3. Capabilities and resources
Some investors sweeten up the deal by offering access to specific capabilities or resources. Examples include:
I have seen a couple of creative examples recently, including a firm that commits 1 percent on top of every check for “founder development services” and a firm that gives its portfolio companies access to a network of thousands of PMs and “a playbook to turn them into customers”.
How do you pick the investors with the “best value add”?
1. Sector (or stage) expertise triumphs everything.
There is no universal right or wrong answer to most questions in the world.
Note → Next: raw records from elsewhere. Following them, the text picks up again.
PR #33, opened 2015-09-21
Support for dynamic prefix field based s3 directory separation

nigoel:
One may not provide the dynamic prefixes like "logs/%{app}/%{type}/" . Fields can be extracted from the event messages.

This will create the temp file locally per prefix and apply a time_file watch on each prefix. Change also maintains a separate file lock for each prefix.

After no_event_wait time, it will reset the watch and do a local clean-up for the files under a prefix. This will happen if there has been no event for that prefix, in last no_event_wait * time_file time from the last event.

### DIFF
--- a/lib/logstash/outputs/s3.rb
+++ b/lib/logstash/outputs/s3.rb
@@ -8,7 +8,7 @@ require "socket" # for Socket.gethostname
 require "thread"
 require "tmpdir"
 require "fileutils"
-require 'pathname'
+require "pathname"
 
 
 # INFORMATION:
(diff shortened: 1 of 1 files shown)


nigoel:
Can we run the CLA check again

jordansissel:
@nigoel just re-ran it. Still failing.

Is your git commit author (see the `From:` line on [the patch](https://patch-diff.githubusercontent.com/raw/logstash-plugins/logstash-output-s3/pull/33.patch), or your `git log`) the same as the one you signed the CLA under?

nigoel:
@jordansissel Please re-run.  I have signed it with the mail id you mentioned. However the public id on my github is different.

PR #35, opened 2015-09-23
rename teardown to close and fix dependencies

### LINKED ISSUE #34: Test hanging because of the change to use Stud::Task
When I did the refactor for the new shutdown semantic I replaced the `Thread.new` with `Stud::Task` and this cause the test to hang.

jsvd:
fixes #34


ph:
LGTM

PR #38, opened 2015-09-30
Fixed a small typo

Dawny33:


lib/logstash/outputs/s3.rb
```diff
@@ -13,7 +13,7 @@
 # INFORMATION:
 #
 # This plugin sends logstash events to Amazon Simple Storage Service (Amazon S3).
-# To use it you need to have the proper write premissions and a valid s3 bucket.
```
untergeek: Thank you for taking the time to submit this change, but it is unnecessary.  "To use it" is proper english.

PR #41, opened 2015-10-13
Reintroduce `tags` in the plugin

### LINKED ISSUE #39: specs still use "tags", which are obsolete in 2.0
failure in defaults plugins test: http://build-eu-00.elastic.co/view/LS%20Master/job/Logstash_Master_Default_Plugins/612/console

```
  1) LogStash::Outputs::S3#generate_temporary_filename should not add the tags to the filename
     Failure/Error: s3 = LogStash::Outputs::S3.new(config)
     LogStash::ConfigurationError:
       The setting `tags` in plugin `s3` is obsolete and is no longer available. You can achieve similar behavior with the new conditionals, like: `if "sometag" in [tags] { s3 { ... } }` If you have any questions about this, you are invited to visit https://discuss.elastic.co/c/logstash and ask.
     # ./lib/logstash/config/mixin.rb:82:in `config_init'
     # ./lib/logstash/config/mixin.rb:66:in `config_init'
     # ./lib/logstash/outputs/base.rb:44:in `initialize'
     # ./vendor/bundle/jruby/1.9/gems/logstash-output-s3-2.0.1/spec/outputs/s3_spec.rb:84:in `(root)'
     # ./vendor/bundle/jruby/1.9/gems/rspec-wait-0.0.7/lib/rspec/wait.rb:46:in `(root)'
     # ./rakelib/test.rake:47:in `(root)'
```

Code is: https://github.com/logstash-plugins/logstash-output-s3/blob/master/spec/outputs/s3_spec.rb#L76-L86

ph:
Logstash 2.0 has marked `tags` as an obsolete option for filtering the
events. But this plugins also uses tags for generating the filename
before sending it to s3.

Fixes #39

### DIFF
--- a/CHANGELOG.md
+++ b/CHANGELOG.md
@@ -1,3 +1,5 @@
+## 2.0.2
+ - Fixes an issue when tags were defined #39
 ## 2.0.0
  - Plugins were updated to follow the new shutdown semantic, this mainly allows Logstash to instruct input plugins to terminate gracefully, 
    instead of using Thread.raise on the plugins' threads. Ref: https://github.com/elastic/logstash/pull/3895
--- a/lib/logstash/outputs/s3.rb
+++ b/lib/logstash/outputs/s3.rb
@@ -110,6 +110,16 @@ class LogStash::Outputs::S3 < LogStash::Outputs::Base
   # Specify how many workers to use to upload the files to S3
   config :upload_workers_count, :validate => :number, :default => 1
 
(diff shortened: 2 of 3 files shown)


suyograo:
@ph why do we need tags here?

suyograo:
ah nm, I see the usage.

suyograo:
LGTM

ph:
@suyograo `Tags` were not only used for filtering the events but also for generating the filename.

PR #48, opened 2015-11-06
fix China s3 endpoint

josh-janrain:
Had to make this change in order to push to AWS S3 in China.


lib/logstash/outputs/s3.rb
```diff
@@ -140,7 +140,9 @@ def aws_service_endpoint(region)
     end
 
     return {
-      :s3_endpoint => region_to_use == 'us-east-1' ? 's3.amazonaws.com' : "s3-#{region_to_use}.amazonaws.com"
+        :s3_endpoint => region_to_use == 'us-east-1' ? 's3.amazonaws.com' :
+                        !(region_to_use =~ /^cn-.*/).nil? ? "s3.#{region_to_use}.amazonaws.com.cn" :
```
Janrain-Colin: The `.*` is redundant in this case, and can be removed.

Also, it looks like you used different indentation.

PR #53, opened 2015-11-16
Allow setting a header row to s3 files

coffeepac:
To support downstream consumption of files produced by logstash's s3 output, allow a hardcoded header row to be supplied in the configuration of the outputter.


coffeepac:
Closing to re-open under my username.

In this case, I firmly believe that sector (or stage) expertise should come first.
Yet surprisingly, Forward Partners’ More Than Money Report discovered that 47% of surveyed founders believed their investors had little to no knowledge of the sectors they are investing in.
The investor will sit on your board and have a say in the most important decisions of your company. You want someone who is thoughtful, understands the opportunities and challenges in your market, and can share with you relevant and distilled strategic insight. Otherwise, it can be an extremely frustrating experience.
The most valuable asset that sophisticated investors bring is “pattern recognition”. Even experienced founders might have only seen something once or twice. An investor has accumulated patterns across dozens or even hundreds of companies. Working with an investor with deep sector (or stage) expertise means that you will have access to the most relevant patterns and case studies.
2. Will you pick up my call when I need you?
According to Forward Partners' More Than Money Report, three-fifths of founders described their value-add experience as “negative” compared to what their investors claimed to offer. A third (33%) feel that value-add is “over promised and under delivered”.
Investors tend to be a self-promotional breed. They will show up in the fanciest Patagonia sweater to win your heart... but will they pick up your call when you need them?
Based on what I see, most founders could do way more due diligence on their investors before signing on the dotted line. The firm’s structure, investment strategy, and portfolio construction, for example, can significantly impact your experience working with the investor.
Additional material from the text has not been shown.